Einhundert Jahre geschenkt

Franziska JägerstätterHeute feiert eine ganz große Oberösterreicherin ihren 100.sten Geburtstag: Franziska Jägerstätter. Wer sie persönlich kennt, wird mir zustimmen, dass sie ein besonders „begnadeter Mensch“ ist. Sie ist in jeder Hinsicht ein Geschenk Gottes an uns Menschen, vor allem an uns Christinnen und Christen. Was mich bei jeder Begegnung mit ihr berührt hat, war ihr tiefes Vertrauen dem Leben gegenüber. Bei ihr habe ich immer den Eindruck, dass sie ganz im Hier und Jetzt und doch in allem mit dem Himmel, dem weitaus Größeren verwoben ist. Mich hat der Ausspruch von Vaclav Hawel immer angesprochen – bis heute: „Hoffnung ist nicht die Überzeugung, dass etwas gut ausgeht, sondern die Gewissheit, dass etwas einen Sinn hat, egal wie es ausgeht.“ Verkörpert finde ich diese Weisheit in Franziska Jägerstätter.

Die Nicht-Rednerin sagt alles

Ich kann mich noch gut erinnern an die Seligsprechungsfeierlichkeiten. Unglaublich viele und zum Teil auch berührende Ansprachen wurden gehalten. Sie selber hat immer aufmerksam zugehört und wenn sie dran war, dann war es entweder eine humorvolle Pointe oder ein treffender Satz, der ihre Gefühle zum Ausdruck gebracht hat. Ihr Kommentar bei einem Nachtreffen zur Feier im Dom war lapidar: „A bisserl viel Latein. Das versteht doch keiner.“ Es war das Gefühl einer Frau, die ihn Bescheidenheit und Demut ein Stück der Reliquie ihres Mannes nach vorne getragen hat. Oder sie sitzt vor dem Jägerstätter-Haus in St. Radegund und wartet auf uns Wallfahrer. Sie lächelt und schüttelt allen die Hand. Sie ruht in sich und mir kommt sie vor wie ein „Fenster in eine versöhnte weite Welt“. Sie nimmt alle Menschen wahr und hat – so habe ich das Gefühl – den Wunsch, dass alle sich dieser versöhnten, gewaltfreien Welt öffnen. Sie hat auch gelernt, die Fotoapparate und Kameras „zu ertragen“. Sie freut sich ungemein über die vielen internationalen Kontakte und Menschen, die mithelfen sich dieser gewaltfreien und versöhnten Welt zu öffnen.
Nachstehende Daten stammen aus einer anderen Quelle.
PR #770, opened 2017-02-13
Fix audit script redirects and gones

thomasleese:
This was previously not working as it did not take into account unpublishings.

### DIFF
--- a/app/models/edition.rb
+++ b/app/models/edition.rb
@@ -185,10 +185,17 @@ class Edition < ApplicationRecord
 
   def gone?
     if state == "unpublished"
-      unpublishing = Unpublishing.find_by!(edition: self)
-      unpublishing.type == "gone"
+      unpublishing.gone?
     else
       document_type == "gone"
+    end
+  end
+
+  def redirect?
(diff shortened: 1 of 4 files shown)


app/models/edition.rb
```diff
@@ -185,13 +185,20 @@ def substitute
 
   def gone?
     if state == "unpublished"
-      unpublishing = Unpublishing.find_by!(edition: self)
-      unpublishing.type == "gone"
+      unpublishing.gone?
     else
       document_type == "gone"
     end
```
carlosmartinez: if you fancied a quick round of code golf, you could replace the method body with

`(state == "unpublished" && unpublishing.gone?) || document_type == "gone"`

app/models/edition.rb
```diff
@@ -185,13 +185,20 @@ def substitute
...
   end
 
+  def redirect?
+    if state == "unpublished"
+      unpublishing.redirect?
+    else
+      document_type == "redirect"
+    end
+  end
+
```
carlosmartinez: as above (approximately)

PR #771, opened 2017-02-13
Change search_in to array

rubenarakelyan:
This commit changes the `search_in` param to accept an array rather than a comma-separated string, in order to be consistent with other similar params like `fields[]`.

Depends on https://github.com/alphagov/gds-api-adapters/pull/664.

### DIFF
--- a/doc/api.md
+++ b/doc/api.md
@@ -347,11 +347,11 @@ and a state has been specified, the draft is returned.
 - `per_page` *(optional, default: 50)*
   - The number of results to be shown on a given page.
 - `q` *(optional)*
-  - Search term to match against the fields in `search_in`.
-- `search_in` *(optional)*
-  - Comma-seperated list of fields to search against. Each field can indicate a
-    single level of nesting via the dot operator. If not provided, will default
-    to `title` and `base_path`.
+  - Search term to match against the fields in `search_in[]`.
+- `search_in[]` *(optional)*
+  - Array of fields to search against. Each field can indicate a single level
+    of nesting via the dot operator. If not provided, will default to
+    `title` and `base_path`.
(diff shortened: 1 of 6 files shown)


spec/queries/get_content_collection_spec.rb
```diff
@@ -429,46 +429,46 @@
 
     context "search in" do
       context "with a single nested field" do
-        let(:search_in) { "details.body" }
+        let(:search_in) { [:'details.body'] }
```
kevindew: do we benefit from these being hashes? seems we have quite a lot of dot separated so might be easier as strings

doc/api.md
```diff
@@ -347,11 +347,11 @@ and a state has been specified, the draft is returned.
 - `per_page` *(optional, default: 50)*
   - The number of results to be shown on a given page.
 - `q` *(optional)*
-  - Search term to match against the fields in `search_in`.
-- `search_in` *(optional)*
-  - Comma-seperated list of fields to search against. Each field can indicate a
-    single level of nesting via the dot operator. If not provided, will default
-    to `title` and `base_path`.
+  - Search term to match against the fields in `search_in[]`.
```
kevindew: ❤️

spec/queries/get_content_collection_spec.rb
rubenarakelyan: Yup, I got taken in by the sheer beauty of symbols and vanity prevailed over legibility. Fixed.

kevindew:
looks good - any chance you could swap the single quotes to double quotes? 🙏 

I'm going to see if we can get Rails strong params in there so we can ensure array at controller point.

rubenarakelyan:
Done

PR #775, opened 2017-02-14
Allow search_in only in specific fields

kevindew:
This specifies which fields can be searched in for GetContentCollection
as root level fields and nested fields. These are limited since using
search_in on a field type that doesn't support `ilike` will result in a
500 error.

/cc @rubenarakelyan

### DIFF
--- a/app/queries/get_content_collection.rb
+++ b/app/queries/get_content_collection.rb
@@ -82,19 +82,33 @@ module Queries
       presenter::DEFAULT_SEARCH_FIELDS
     end
 
+    def allowed_search_fields
+      presenter::SEARCH_FIELDS
+    end
+
+    def allowed_nested_search_fields
+      presenter::NESTED_SEARCH_FIELDS
+    end
+
     def search_fields
       return default_search_fields if search_in.blank?
-      search_in.map do |field|
-        elements = field.split('.')
-        unless permitted_fields.include?(elements.first) && elements.length <= 2
-          raise_error("Invalid search field: #{field}")
-        end
-        if elements.length == 2
-          "#{elements[0]}->>'#{escape_nested_field(elements[1])}'"
-        else
-          elements[0]
-        end
-      end
+      search_in.map { |field| search_field_for_query(field) }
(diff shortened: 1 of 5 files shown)


db/schema.rb
```diff
@@ -121,6 +121,8 @@
     t.datetime "created_at",                    null: false
     t.datetime "updated_at",                    null: false
     t.integer  "position",          default: 0, null: false
+    t.integer  "content_item_id"
```
rubenarakelyan: Is this a stray schema change?

app/queries/get_content_collection.rb
```diff
@@ -82,19 +82,33 @@ def default_search_fields
       presenter::DEFAULT_SEARCH_FIELDS
     end
 
+    def allowed_search_fields
+      presenter::SEARCH_FIELDS
+    end
+
+    def nested_search_fields
```
rubenarakelyan: Would it be clearer to call this `allowed_nested_search_fields` or similar?

app/queries/get_content_collection.rb
```diff
@@ -82,19 +82,33 @@ def default_search_fields
...
+      raise_error("Invalid search field: #{field}") unless valid_search_field(field)
+      # special case as description is a JSON object that just contains a hash
+      # of value
+      return "description->>'value'" if field == "description"
+      return field unless field.include?(".")
+      elements = field.split(".")
+      "#{elements[0]}->>'#{escape_nested_field(elements[1])}'"
+    end
+
+    def valid_search_field(field)
```
dougdroper: `valid_search_field?`

db/schema.rb
kevindew: argh! I only made this mistake the other day. Thanks for catching

kevindew:
Ok, comments and mess up addressed.

tijmenb:
👍 perhaps an update to the docs would be good as well.

kevindew:
@tijmenb d'oh - of course. Does that read ok to you?

PR #777, opened 2017-02-16
Add support for deep-nested govspeak fields

whoojemaflip:
Documents with govspeak parts that are nested mutliple levels deep
in the details hash weren't getting rendered by publishing-api.

This adds recursion to the rendering presentor, so that these schema
types can be accomodated.

Pair-coded with @emmabeynon 

Trello: https://trello.com/c/r2gA1lxN/640-migrate-guide-format-to-rendered

### DIFF
--- a/app/presenters/details_presenter.rb
+++ b/app/presenters/details_presenter.rb
@@ -32,7 +32,7 @@ module Presenters
       return render_govspeak(value) if govspeak?(wrapped_array)
       return value if value.is_a?(String)
       return value if value.respond_to?(:has_key?) && value.has_key?(:content)
-      value.map {|o| recursively_transform_govspeak(o) }
+      value.map { |o| recursively_transform_govspeak(o) }
     end
 
     def recursively_transform_govspeak(obj)
--- a/app/presenters/details_presenter.rb
+++ b/app/presenters/details_presenter.rb
@@ -12,9 +12,7 @@ module Presenters
     def details
       @_details ||=
         begin
-          updated = content_item_details.each_with_object({}) do |(key, val), seed|
-            seed[key] = append_transformed_govspeak(val)
-          end
+          updated = recursively_transform_govspeak(content_item_details)
           updated[:change_history] = change_history unless change_history.blank?
           updated
         end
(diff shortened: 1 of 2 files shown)


davidbasalla:
Looks good to me 👍 Probably best to get some 👀 from Publishing Platform on this. @kevindew maybe?

h-lame:
FWIW I think this implementation does exactly what is needed, but I wonder if there's an opportunity to leverage the schemas so the system knows exactly which keys in the details hash need govspeak transformation rather than searching for them.  (I don't know if the schemas can be used like this, or if they contain this information).

whoojemaflip:
@h-lame breaking your comment down through the post-structural lens, here. I'm going to postulate that if it quacks like a duck, you can treat is as if it is a duck. Furthermore, the labels that a schema author might use to help outline the structure of a document can not be rigorously construed to have bearing on the purpose or intent of the associated objects.

Also, that sounds like hard work.

h-lame:
@whoojemaflip sure.  I should have said that I didn't really think what I was suggesting is something that should happen *as part of this PR* even if it is possible.  I agree it would probably be a lot of work.

whoojemaflip:
@h-lame it would probably take some aggressive policing of the schema field definitions to ensure they remained within an established taxonomy of types. Might be worth looking into at some point..

kevindew:
Hey @whoojemaflip - @dougdroper is just in the process of checking this out. Sorry for the delay.

app/presenters/details_presenter.rb
```diff
@@ -12,44 +12,75 @@ def initialize(content_item_details, change_history_presenter)
...
-          end
+          updated = recursively_transform_govspeak(content_item_details)
           updated[:change_history] = change_history unless change_history.blank?
           updated
         end
     end
 
   private
 
+    def recursively_transform_govspeak(obj)
```
dougdroper: I was just trying some refactoring and you might be able to do something like: 

```ruby
    def govspeak?(value)
      value.all? { |hsh| hsh.is_a?(Hash) } &&
        value.one? { |hsh| hsh[:content_type] == "text/govspeak" } &&
        value.none? { |hsh| hsh[:content_type] == "text/html" }
    end

    def process(value)
      return unless value
      wrapped_array = Array.wrap(value)
      return render_govspeak(value) if govspeak?(wrapped_array)
      return value if value.is_a?(String)
      return value if value.respond_to?(:has_key?) && value.has_key?(:content)
      value.map {|o| recursively_transform_govspeak(o) }
    end

    def recursively_transform_govspeak(obj)
      Array(obj).each_with_object({}) do |(key, value), memo|
        memo[key] = process(value)
      end
    end
```

it feels little neater then the multi elsif, (but only a little)

whoojemaflip: @dougdroper hey Doug - please commit & merge if you'd prefer.

app/presenters/details_presenter.rb
```diff
@@ -12,44 +12,56 @@ def initialize(content_item_details, change_history_presenter)
...
+        value.none? { |hsh| hsh[:content_type] == "text/html" }
+    end
+
+    def process(value)
+      return unless value
+      wrapped_array = Array.wrap(value)
+      return render_govspeak(value) if govspeak?(wrapped_array)
+      return value if value.is_a?(String)
+      return value if value.respond_to?(:has_key?) && value.has_key?(:content)
+      value.map { |o| recursively_transform_govspeak(o) }
```
kevindew: I might be being plain naive but I feel there's gotta be a less painful way through this. I'm going to have a tinker - may regret.

dougdroper: by all means, also I think it needs a rebase. which I will leave to you so that I don't mess up the branch.

kevindew:
@dougdroper had a spin, do you think that's an improvement?

whoojemaflip:
@dougdroper @kevindew maybe we should seek a 5th opinion...?

dougdroper:
@kevindew Nah, don't think it is an improvement :) but we are bikeshedding now.

PR #778, opened 2017-02-17
Fix Attachments and World Location News Articles

mgrassotti:
Trello: https://trello.com/c/BBPaIzcQ/588-check-htmlattachment-routes-3

Some attachment translations and WLNA were not correctly migrated. We are
deleting them from publishing API and republishing them in Whitehall.

Paired with @bevanloon, @gpeng, @kevindew


db/migrate/20170217095802_delete_problematic_translations.rb
```diff
@@ -0,0 +1,20 @@
+class DeleteProblematicTranslations < ActiveRecord::Migration[5.0]
+  def change
+  	require_relative '/var/apps/publishing-api/db/migrate/helpers/delete_content.rb'
```
kevindew: this shouldn't need the full absolute path and is more conventional at the top. See this [old one](https://github.com/alphagov/publishing-api/blob/319005711dd14a7f045895540a04f0cc6acf75d8/db/migrate/20160831103251_delete_duplicate_about_pages.rb) as an example

db/migrate/20170217095802_delete_problematic_translations.rb
```diff
@@ -0,0 +1,20 @@
...
+			"056ab5a5-2fb4-4b20-b028-eb182aa7e5c4",
+			"8d435ed2-8743-4e07-9800-5b24318e5d87",
+			"0243d2dd-0581-4186-b41a-b521b8368194",
+			"0e526f62-0bc7-4ff5-ae97-a3990551253d",
+			"755db6ab-b06b-48ba-ab0e-07ea9edb4d45",
+			"125c8fb9-04fe-4e64-a562-88e241e36db0",
+			"eb5a4ddb-ab6f-468b-80a7-5078db98861a"
+		]
+
+		Helpers::DeleteContent.destroy_document_with_links(ids)
```
kevindew: we got our method name wrong here - it should be destroy_document**s**_with_links. I'm just going to quickly fix that.

db/migrate/20170217095802_delete_problematic_translations.rb
```diff
@@ -0,0 +1,20 @@
+class DeleteProblematicTranslations < ActiveRecord::Migration[5.0]
+  def change
```
kevindew: should be just an `up` migration

mgrassotti: 👍 thanks @kevindew !

kevindew:
Just fixed that method name here: https://github.com/alphagov/publishing-api/pull/779#pullrequestreview-22472299

mgrassotti:
👍

kevindew:
Feel free to merge when you're ready.

PR #1341, opened 2018-09-25
Do not parse payload

barrucadu:
As long as an appropriate content-type is sent, Rails will decode the
request body for us.  So by decoding it ourselves, we're doing this
twice!


kevindew:
You _might_ be able to use something like this: https://github.com/alphagov/email-alert-api/blob/master/config/routes.rb#L2 to tell Rails to default to JSON requests

barrucadu:
Might pick this up later, might not.

PR #1346, opened 2018-09-28
Use Oj.load instead of JSON.parse

barrucadu:
It seems like oj, after the upgrasde, is no longer monkey-patching
JSON.parse.  Rather than try to get that working again, just be
explicit and call Oj.load directly.

### DIFF
--- a/app/controllers/debug_controller.rb
+++ b/app/controllers/debug_controller.rb
@@ -11,7 +11,7 @@ class DebugController < ApplicationController
     }
 
     @mismatched_responses = mismatched_responses.map { |json|
-      parsed = JSON.parse(json)
+      parsed = Oj.load(json)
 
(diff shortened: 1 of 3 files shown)


kevindew:
Change seems good, I'm just wondering do we know why we use OJ over ruby JSON? It seems to have caused us quite a few problems recently and isn't a library (as far as I'm aware) we use in other parts of GOV.UK

barrucadu:
The publishing-api memory usage has been much higher since yesterday's deploy, which we suspect is because oj is no longer completely replacing the JSON gem.  So we can either make it use oj again for parsing JSON, or bump the memory we give to publishing-api.

barrucadu:
I'll keep an eye on integration and see if this has the desired effect.

PR #1347, opened 2018-10-02
[WIP] Handle person and role related link expansion

cbaines:
This should be helpful with getting person pages out of Whitehall
frontend.

### DIFF
--- a/lib/expansion_rules.rb
+++ b/lib/expansion_rules.rb
@@ -23,7 +23,10 @@ module ExpansionRules
     [:taxons, :parent_taxons.recurring],
     [:taxons, :parent_taxons.recurring, :root_taxon],
     [:ordered_related_items, :mainstream_browse_pages, :parent.recurring],
-    [:ordered_related_items_overrides, :taxons]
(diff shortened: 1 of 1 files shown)


lib/expansion_rules.rb
```diff
@@ -65,6 +68,7 @@ def recurring
     { document_type: :need,                       fields: DEFAULT_FIELDS_WITH_DETAILS },
     { document_type: :finder, link_type: :finder, fields: DEFAULT_FIELDS_WITH_DETAILS },
     { document_type: :step_by_step_nav,           fields: DEFAULT_FIELDS_WITH_DETAILS },
+    { document_type: :role,                       fields: DEFAULT_FIELDS_WITH_DETAILS },
```
thomasleese: Is there a way we can be more explicit in which fields we expand from the `details` hash here? Similar to how we define the fields for `:travel_advice`?

thomasleese:
Done in https://github.com/alphagov/publishing-api/pull/1628.

PR #1349, opened 2018-10-03
Don't expand all organisation details

thomasleese:
I've identified that these fields are the only ones being used, so we don't need to present the entire details hash.

We should limit the number of fields being included in link expansion to reduce the size of content items being presented.

If we were to make dependency resolution work on second level fields, this would also help to reduce the amount of activity that happens when organisations change as there would be a limited number of fields which when changed cause updates to the dependencies.


kevindew:
Nice one Tom 👍

PR #1352, opened 2018-10-04
 Compare link expansion version of editions during edition diffing 

thomasleese:
Edition diffing is used to work out whether an update to an item should trigger dependency resolution. At the moment it works by diffing the entire hash of the edition and and then comparing whether the fields that changed might be exposed during link expansion. However, it only works on the first level. This means that if any field deeply nested in the `details` hash has changed regardless of whether it would ever get exposed in link expansion (for example in the case of organisations where [we only expose `details.logo` and `details.brand`](https://github.com/alphagov/publishing-api/blob/master/lib/expansion_rules.rb#L63)), we would detect that as a change to the edition and perform dependency resolution.

This PR changes that logic by first presenting the edition into what it would look like as part of link expansion before doing the process of diffing the hashes.

This should mean that we avoid performing dependency resolution on editions where no relevant fields have changed. I think it will make the queue sizes lower and content will move through the system faster.

This builds on the work in #1351 and combined with https://github.com/alphagov/publishing-api/pull/1349 I'm hopeful that it will reduce the problem we have at the moment related to organisation links.

[Trello Card](https://trello.com/c/EPXyTyeP/520-reduce-number-of-fields-in-organisation-links)

### DIFF
--- a/lib/link_expansion/edition_diff.rb
+++ b/lib/link_expansion/edition_diff.rb
@@ -8,8 +8,7 @@ class LinkExpansion::EditionDiff
   end
 
   def field_diff
-    ExpansionRules.potential_expansion_fields(current_edition.document_type) &
-      diff.map(&:first)
+    link_expansion_fields & diff.map(&:first)
   end
 
   def should_update_dependencies?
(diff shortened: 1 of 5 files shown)


lib/link_expansion/edition_diff.rb
```diff
@@ -8,21 +8,37 @@ def initialize(current_edition, version: nil, previous_edition: nil)
   end
 
   def field_diff
```
barrucadu: Do we actually need a diff here, or do we just need to know that the old and new are unequal?

thomasleese: We do, because we then compare the diff (which is just a list of fields which have changed) with "potential link expansion" fields - which is basically the top level list of fields which might change.

Only if there are fields that are present in both of those does it proceed with dependency resolution.

thomasleese: Actually having thought about this, I think you're right. We can remove the `field_diff` method.

thomasleese: @barrucadu Thanks for your review! I've added a commit to now just check if the hashes are different.

spec/lib/link_expansion/edition_diff_spec.rb
```diff
@@ -63,6 +63,52 @@
...
+          :live_edition,
+          document: document,
+          user_facing_version: 2,
+          document_type: "travel_advice",
+          base_path: "/foo",
+          details: { country: "en", unrelated_field: "en" },
+        )
+      end
+
+      it "includes the subfield in the diff" do
```
barrucadu: `it "does not include the subfield in the diff"`

barrucadu: Ah, the problems of reviewing one commit at a time.

PR #1360, opened 2018-10-19
Remove change note

MuriloDalRi:


db/migrate/20181019160402_remove_change_note_improvement_fund.rb
```diff
@@ -0,0 +1,33 @@
...
+#
+# Prior steps:
+# Queried `Document` for the `content_id: "6022c077-7631-11e4-a3cb-005056011aef"`
+
+class RemoveChangeNoteImprovementFund < ActiveRecord::Migration[5.1]
+  disable_ddl_transaction!
+
+  def up
+    # Find document
+    document = Document.where(content_id: "6022c077-7631-11e4-a3cb-005056011aef").first
```
thomasleese: You could do `Document.find_by(content_id: "...")` here.

thomasleese: You could do `Document.find_by(content_id: "...")` here.

thomasleese: You could do `Document.find_by(content_id: "...")` here.

db/migrate/20181019160402_remove_change_note_improvement_fund.rb
```diff
@@ -0,0 +1,33 @@
...
+
+    if document.present?
+      live_edition = document.live
+      details = live_edition.details
+      change_history = details[:change_history]
+
+      details[:change_history] = change_history.drop(1)
```
thomasleese: In the Publishing API change notes are stored in a `ChangeNote` model and then presented to the Content Store in the `details` hash later on. Instead of modifying `details[:change_history]` directly, you'll want to find the appropriate `ChangeNote` object here and delete that and then call `RepresentDownstream`.

PR #1378, opened 2018-11-08
Don't include public_updated_at in organisation links

thomasleese:
When organisations are published in Whitehall, they are always updated as a major update. This means that the `public_updated_at` field gets updated every time meaning dependency resolution and link expansion is always happening.

I don't think this field is being used anywhere so I think we can probably drop it.


thomasleese:
Represented everything on staging, and I can't see any related errors.

thomasleese:
Will deploy next week when I'm back from annual leave.

sihugh:
_or so he thought_

PR #1380, opened 2018-11-09
Don't expand all finder details

deborahchua:
It appears that only one field is being used from the `details` hash for `finder` links.

We are aiming to reduce the number of fields included in link expansion so that the payload size is smaller, and we are only including the ones we actually need.

Trello card: https://trello.com/c/HHBxFrJr/612-do-not-expand-unnecessary-links-for-finder


deborahchua:
Currently testing the branch on `staging`

PR #1392, opened 2018-11-19
Add locale to vanish messages

theseanything:
Extract the locale from the edition and add to vanish message for the message queue. Locales are needed by the content performance manager to properly track editions.


theseanything:
[(3) Investigate: Page data pages (detailed metrics pages) don't exist for some live content items](https://trello.com/c/E1ZAulUd/831-3-investigate-page-data-pages-detailed-metrics-pages-dont-exist-for-some-live-content-items)

PR #1419, opened 2019-01-04
Update rails and arel

cbaines:


cbaines:
The pact tests with the GDS API Adapters gem are failing. This should resolve the failure: https://github.com/alphagov/gds-api-adapters/pull/876

PR #1426, opened 2019-01-22
Add a Rake task for removing change notes

thomasleese:
While on 2nd line, it's often the case that you may be asked to remove a change note from a document. This is poorly documented and can take a long time to figure out what to do. It also requires writing migrations which aren't easy to test and often don't work the first time.

Instead, we can provide a Rake task which enables developers to complete this task easily.

It provides two interfaces and uses fuzzy searching to match a users query with a specific change note:

```
data_hygiene:remove_change_note:dry[content_id,locale,query]
data_hygiene:remove_change_note:real[content_id,locale,query]
```

It doesn't change the update type of an edition from minor to major since we want to preserve history as best we can, plus email subscribers will have already received an email about content with the change note.

[Trello Card](https://trello.com/c/eE4pp5Zm/721-rake-task-for-removing-changenotes-in-whitehall)

### DIFF
--- a/Gemfile
+++ b/Gemfile
@@ -25,6 +25,7 @@ gem "govuk_sidekiq", "~> 3.0"
 gem "aws-sdk", "~> 3"
 gem 'bunny', '~> 2.13'
 gem "diffy", "~> 3.3", require: false
+gem "fuzzy_match", "~> 2.1"
 gem "govspeak", "~> 5.9.0"
 gem "hashdiff", "~> 0.3.8"
 gem "json-schema", require: false
--- a/Gemfile.lock
+++ b/Gemfile.lock
@@ -629,6 +629,7 @@ GEM
     ffi (1.9.25)
     filelock (1.1.1)
     find_a_port (1.0.1)
+    fuzzy_match (2.1.0)
     gds-api-adapters (57.0.0)
       addressable
       link_header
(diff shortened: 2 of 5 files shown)


cbaines:
Which publishing apps is this intended to work for, as change note handling is a bit varied?

thomasleese:
@cbaines It's designed to be generic enough that it works with all publishing apps, but specifically this was built with Whitehall in mind, turning https://docs.publishing.service.gov.uk/manual/howto-remove-change-note-from-whitehall.html into a Rake task.

If there are little extra bits required for it to work with other publishing apps, we could update that later on as we discover them.

cbaines:
> @cbaines It's designed to be generic enough that it works with all publishing apps, but specifically this was built with Whitehall in mind, turning https://docs.publishing.service.gov.uk/manual/howto-remove-change-note-from-whitehall.html into a Rake task.

I can't remember exactly, but I thought Whitehall still sent the entire `change_history` through to the Publishing API for each edition. So changing it in the Publishing API will only apply until Whitehall sends another edition?

kevindew:
That's correct @cbaines - to fix a Whitehall one it's easier to change Whitehall and re-present. I worked with @deborahchua on a 2nd line issue of this recently.

thomasleese:
Yeah, looks like it does, perhaps those docs aren't correct... the most recent data migration I can find for removing a change note in Whitehall is https://github.com/alphagov/whitehall/blob/master/db/data_migration/20181023123751_remove_change_note_improvement_fund.rb though.

kevindew:
@thomasleese yeah - the most recent one was dev-ops'd I'm afraid.

thomasleese:
Okay, so it looks like we need a Rake task in Whitehall as well. I think this one still has a place though since it won't always be Whitehall change notes that need to be removed, we've had requests for Specialist Publisher before which will need to be done via the Publishing API.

Sie erträgt die Fragen der Journalisten und findet alles nicht so wichtig, was sie da über sie wissen wollen. Sie ist für mich eine „Nicht-Rednerin“, die doch alles sagt in dem, wie sie ist: ungeteilte Aufmerksamkeit dem tiefen spirituellen Leben gegenüber. Wenn du predigen gehst, dann ist das Gehen die Predigt. Das könnten sich viele der Redner und Prediger von ihr abschauen: Man muss eigentlich gar nichts reden, um alles zu sagen. Für mich ist sie auch eine „Selige“. Sie öffnet mich für die Gnade Gottes, den versöhnten, einfachen, gewaltfreien Himmel. Einhundert Jahre. Ein großes Geschenk an uns heute und jetzt.